- Instructions to follow
Repeat exactly, and only, the lines of the entries below from the one with "structures (bridges, ...)" through the one with "3218m run at", both ends included.

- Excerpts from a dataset
PR #5723, opened 2017-11-02
Advanced Fatigue - Various improvements

ulteq:
* Fixes fatigue calculation when walking across structures (bridges, ...)
* Prevents sprinting on very steep terrain
* Adds more in-depth debug output
* Fixes the terrain gradient calculation
* Distinguishes uphill and downhill movements
* Closes #4492

- [ ] Decide if we want to keep the respiratory system
- [ ] Decide if we want to tweak the terrain gradient penalty
- [ ] Optimize the performance of the new code
- [ ] Remove duplicate code

3218m run at VO2max 43.5 ml/kg/min and AnT 75% (live data captured in-game):
ace3_advanced_fatique_test_run

### DIFF
--- a/addons/advanced_fatigue/XEH_postInit.sqf
+++ b/addons/advanced_fatigue/XEH_postInit.sqf
@@ -1,6 +1,32 @@
 #include "script_component.hpp"
 if (!hasInterface) exitWith {};
 
+#ifdef DEBUG_MODE_FULL
+onEachFrame {
+    private _normal = surfaceNormal (getPosWorld ACE_player);
+    private _beg = (getPosWorld ACE_player) vectorAdd (_normal vectorMultiply 0.5);
+    private _end = _beg vectorAdd (_normal vectorMultiply 2.0);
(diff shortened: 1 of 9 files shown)


addons/advanced_fatigue/XEH_postInit.sqf
```diff
@@ -1,6 +1,32 @@
 #include "script_component.hpp"
 if (!hasInterface) exitWith {};
 
+#ifdef DEBUG_MODE_FULL
+onEachFrame {
```
bux: could this be a separate function?
```#ifdef DEBUG_MODE_FULL
call FUNC(renderDebugLines);
#endif
```

so one could run this without having a debug build?

ulteq: I guess we can do that. But the other debug info (`systemChat` and `hintSilent`) is more helpful.

Should we try to move all of the debug output into a function?

Bummeri:
This ticket is relevant to fatigue changes.

thojkooi:
We are happy for this to be merged - will need testing before though.

Mike-MF:

PR #6144, opened 2018-02-11
Interaction - Add actions based on animations

Dystopian:
- add animation based actions framework;
- add `Take off` action to:
  - backpacks on Offroad and some armored vehicles (since 1.82);
  - spare wheel on Wrangler and Van;
  - spare wheel on RHS AFRF cars (UAZ, Ural, KamAZ, Tigr, GAZ-66, ZIL-131) and BTRs;
  - spare wheel on RHS USF trucks (FMTV and HEMMT);
  - spare tracks on Kamysh and Tigris;
  - fuel canisters on Marid and arty;
  - entrench tool on some armored vehicles (since 1.82);
- disable RHS AFRF vehicles Retread system ~(except BTRs which is not so simple)~.

Some vehicles have animations which could be useful for in-game interaction. At first I thought to add all possible animations like remove doors and some vehicle parts. But then I decided to stop on really useful animations which can give you spare wheel e.g.

Animation based actions Framework allows to use any vehicle animations, which can give some items or not. I tried to make it universal enough but not too overloaded with all possible parameters. It can be easily used in 3rd party mods because it's based on configs and not on code.

Any ideas about other useful animations are welcomed.

If this PR is merged I'll add documentation in another PR.

Also at least CUP has Datsun with animated spare wheel.

Testing missions with modified vehicles:
[ace_interaction_anims.VR.zip](https://github.com/acemod/ACE3/files/1936127/ace_interaction_anims.VR.zip)
[ace_interaction_anims_RHS.VR.zip](https://github.com/acemod/ACE3/files/1944541/ace_interaction_anims_RHS.VR.zip)


jonpas:
Neat!

I think some more API allowing disabling of such actions (a setting maybe) would be good.

Dystopian:
> I think some more API allowing disabling of such actions (a setting maybe) would be good.

You want settings for each feature :) User can easily disable such actions with switching these anims to disabled state (even in editor via Vehicle Customization). So I don't think another setting is really needed.

> Additionally also setting items[] array via SQF in addition to config, so mission makers can set different types of eg. backpacks on offroads.

Can't imagine any real use cases for that. Only some vehicles have working anims and only few of them are really useful. Please don't think I try to avoid additional coding, I just need to know if it worth it.
I didn't add any user API exactly because of that.

> Those animated parts, aren't they just proxies? In that case it should be possible to get their location programmatically maybe?

I don't understand about proxies. Some anims have config values `source = "Proxy"` but I don't know how to use this info. Some vehicles have named selections in appropriate places (Wrangler) and it's much easier; some have them too dislodged (Van) and some don't have any (Offroad) - so you have to use absolute position.

jonpas:
Toggling one setting is a lot faster than disabling animations on all the vehicles.

API is probably not worth it, but I was already seeing possibilities for future, ability to put those items back on trucks and so on. :D

Dystopian:
1.82 brought some new animations so I added more backpacks and fuel canisters, spare tracks, entrench tool.
Also now backpacks and items go to WeaponHolder not to own vehicle.

Still not sure about hybrid config entries (which can be string or array) - it's not so good for mods.

Testing mission with all modified vehicles included.
[ace_interaction_anims.VR.zip](https://github.com/acemod/ACE3/files/1936127/ace_interaction_anims.VR.zip)

addons/interaction/functions/fnc_switchAnimActions.sqf
```diff
@@ -0,0 +1,141 @@
...
+                private ["_weaponHolder"];
+                {
+                    switch true do {
+                        case (1 == getNumber (configFile >> "CfgVehicles" >> _x >> "isBackpack")): {
+                            if (isNil "_weaponHolder") then {
+                                _weaponHolder = createVehicle ["GroundWeaponHolder", _emptyPosAGL, [], 0, "CAN_COLLIDE"];
+                            };
+                            _weaponHolder addBackpackCargoGlobal [_x, 1];
+                        };
+                        case (getNumber (configfile >> "CfgWeapons" >> _x >> "type") in [4096,131072]): {
```
Dystopian: reminder: should be macro #6487

Dystopian:
Is it a good idea to move anim configs to subfolder because they are independent enough (at least in `interaction` module)?

addons/interaction/functions/fnc_switchAnimActions.sqf
```diff
@@ -81,61 +81,60 @@ private _condition = {
...
+        if (
+            !isClass _animConfigParent
+            || {_x != _animConfigParent && {0 == [_animConfigParent >> "inherit", "number", 1] call CBA_fnc_getConfigEntry}}
+        ) then {
+            private _positions = [_x >> "position"] call BIS_fnc_getCfgData;
+            if (!isNil "_positions") then {
+                if (_positions isEqualType "") then {
                     _positions = [compile format [
-                        QUOTE(_target selectionPosition getText (configFile >> 'CfgVehicles' >> typeOf _target >> QQGVAR(anims) >> '%1' >> 'selection')),
+                        QUOTE(call compile getText (configFile >> 'CfgVehicles' >> typeOf _target >> QQGVAR(anims) >> '%1' >> 'position')),
```
dedmen: Is this really needed? there is a compile in L105. Can't we just do
call {+text+} instead?

dedmen: Also why call compile here but not in L116?

Dystopian: L105 is for `position = "[1,1.4,0]"` case. It produces this position code:
`{call compile getText (configFile >> 'CfgVehicles' >> typeOf _target >> "ace_interaction_anims" >> 'hide_spare' >> 'position')}`
so any child class with different `position` value will use exactly that value and not from parent class.

L116 is for `selection = "spare"` case. It produces this position code:
`{_target selectionPosition getText (configFile >> 'CfgVehicles' >> typeOf _target >> "ace_interaction_anims" >> 'spare' >> 'selection')}`
so child class with different selection position will use its own value and not position from parent class.

dedmen: >L105 is for position = "[1,1.4,0]" case.

parseSimpleArray.
`call compile` is almost always a mistake and just bad code. Only valid reason would be if position is in-config code string that's intended to be evaluated.

Dystopian: it was implemented this way to reflect `position` in [ace interaction config ](https://ace3mod.com/wiki/framework/interactionMenu-framework.html#2-adding-actions-via-config) and is really intended to be evaluated. `parseSimpleArray` could be used here but it will restrict only `[1,2,3]`-like values.

Dystopian:
Found CUP anims: Datsun, RG31, UAZ (spare wheel); Land Rover (spare wheels, jerrycans, Entrenching Tool, wire cutter (what?)). Can't start implement them if this PR is not merged.

addons/interaction/functions/fnc_switchAnimActions.sqf
jonpas: Yeah, interaction menu can take code to evaluate, I think this is fine.

jonpas:
> Still not sure about hybrid config entries (which can be string or array) - it's not so good for mods.

Make it just array, it can be array with one item.

> Is it a good idea to move anim configs to subfolder because they are independent enough (at least in `interaction` module)?

Could do that but you will quickly run into issues with base classes, eg. where multiple files reference same base class, it just goes all over the place.

Dystopian:
- all config entries are arrays now and are easy to use, no more BIS functions used;
- setting can not be enabled without mission restart but init is replaced from config loop to vehicle init events;
- no more those strange `call compile getText` lines, they are not so necessary. @dedmen will be satisfied :)
- config entries checks moved from `condition` to init function - faster;
- some code was simplified and now it's easier to read;
- RHS HEMTTs were fixed.

Dystopian:
Someone please check RHS AFRF class `rhs_kamaz5350` parent, looks like there was an error in #8308.

johnb432 (approved):
LGTM, but given I've redone some of the code, having another person take a look would be good.

PabstMirror (approved):

johnb432:
Sorry to add this many changes, but I felt they were necessary:
- Added option to give the progress bar a title
- Used better names & progress bar titles than the default
- Added some missing interactions (`rhs_kraz255b1_base`'s spare wheel, 2x base game HEMTTs' spare wheel)
- Restructured compats, so that interactions load only if the dependencies are there
- Improved interaction positions on turrets (previously some of them were static and didn't follow the turret, now they do)

addons/compat_rhs_afrf3/compat_rhs_afrf3_repair/CfgEventHandlers.hpp
```diff
@@ -0,0 +1,5 @@
+class Extended_PreInit_EventHandlers {
+    class ADDON {
+        init = QUOTE(call COMPILE_SCRIPT(XEH_preInit));
```
PabstMirror, line 3: path macros and `addon` won't work because it's a subaddon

- Response below
* Fixes fatigue calculation when walking across structures (bridges, ...)
* Prevents sprinting on very steep terrain
* Adds more in-depth debug output
* Fixes the terrain gradient calculation
* Distinguishes uphill and downhill movements
* Closes #4492

- [ ] Decide if we want to keep the respiratory system
- [ ] Decide if we want to tweak the terrain gradient penalty
- [ ] Optimize the performance of the new code
- [ ] Remove duplicate code

3218m run at VO2max 43.5 ml/kg/min and AnT 75% (live data captured in-game):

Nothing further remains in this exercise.